WHAT IS BEING ASKED: Return the entries below exactly as written.

───── TASK INPUTS ─────

Issue #3545, opened 2021-06-09
Display measurement ID on the analytics settings page next to GA4 Property ID


eclarke1:
## Feature Description

Display measurement ID on the analytics settings page instead of ga4 property ID or next to it. Show measurement ID as well as Property, with the GA4 property below the blue link.

![image](https://user-images.githubusercontent.com/56588136/121396255-152e0600-c94b-11eb-9e18-c9fe2cd88bb9.png)

[Related Asana task](https://app.asana.com/0/1200316599642381/1200447371742663)

---------------

_Do not alter or remove anything below. The following sections will be managed by moderators only._

## Acceptance criteria

* If the `ga4Setup` feature flag is enabled and a GA4 property (and its web data stream plus the web data stream's measurement ID) is set, the measurement ID should be displayed in Analytics `SettingsView`, on the right of the "Google Analytics 4 Property" field.
    * Its label should be "Google Analytics 4 Measurement ID", but visually appear as "Measurement ID". As it's next to the "Google Analytics 4 Property" field, it will be visually clear that they're related, but we should still use a fully-descriptive label for accessibility purposes.
* The measurement ID should not appear when editing, since it is derived from the Google Analytics 4 Property selected.

## Implementation Brief
- Using `assets/js/modules/analytics/components/settings/SettingsView.js`,
    - Get the GA4 measurement ID via the `getMeasurementID` selector of the GA4 data store.
    - Duplicate the markup of the section (the `googlesitekit-settings-module__meta-item` container ) where the GA4 property ID is displayed with the following updates:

─────

TASK RESPONSE:
Issue #3545, opened 2021-06-09
Display measurement ID on the analytics settings page next to GA4 Property ID


eclarke1:
## Feature Description

Display measurement ID on the analytics settings page instead of ga4 property ID or next to it. Show measurement ID as well as Property, with the GA4 property below the blue link.

![image](https://user-images.githubusercontent.com/56588136/121396255-152e0600-c94b-11eb-9e18-c9fe2cd88bb9.png)

[Related Asana task](https://app.asana.com/0/1200316599642381/1200447371742663)

---------------

_Do not alter or remove anything below. The following sections will be managed by moderators only._

## Acceptance criteria

* If the `ga4Setup` feature flag is enabled and a GA4 property (and its web data stream plus the web data stream's measurement ID) is set, the measurement ID should be displayed in Analytics `SettingsView`, on the right of the "Google Analytics 4 Property" field.
    * Its label should be "Google Analytics 4 Measurement ID", but visually appear as "Measurement ID". As it's next to the "Google Analytics 4 Property" field, it will be visually clear that they're related, but we should still use a fully-descriptive label for accessibility purposes.
* The measurement ID should not appear when editing, since it is derived from the Google Analytics 4 Property selected.

## Implementation Brief
- Using `assets/js/modules/analytics/components/settings/SettingsView.js`,
    - Get the GA4 measurement ID via the `getMeasurementID` selector of the GA4 data store.
    - Duplicate the markup of the section (the `googlesitekit-settings-module__meta-item` container ) where the GA4 property ID is displayed with the following updates:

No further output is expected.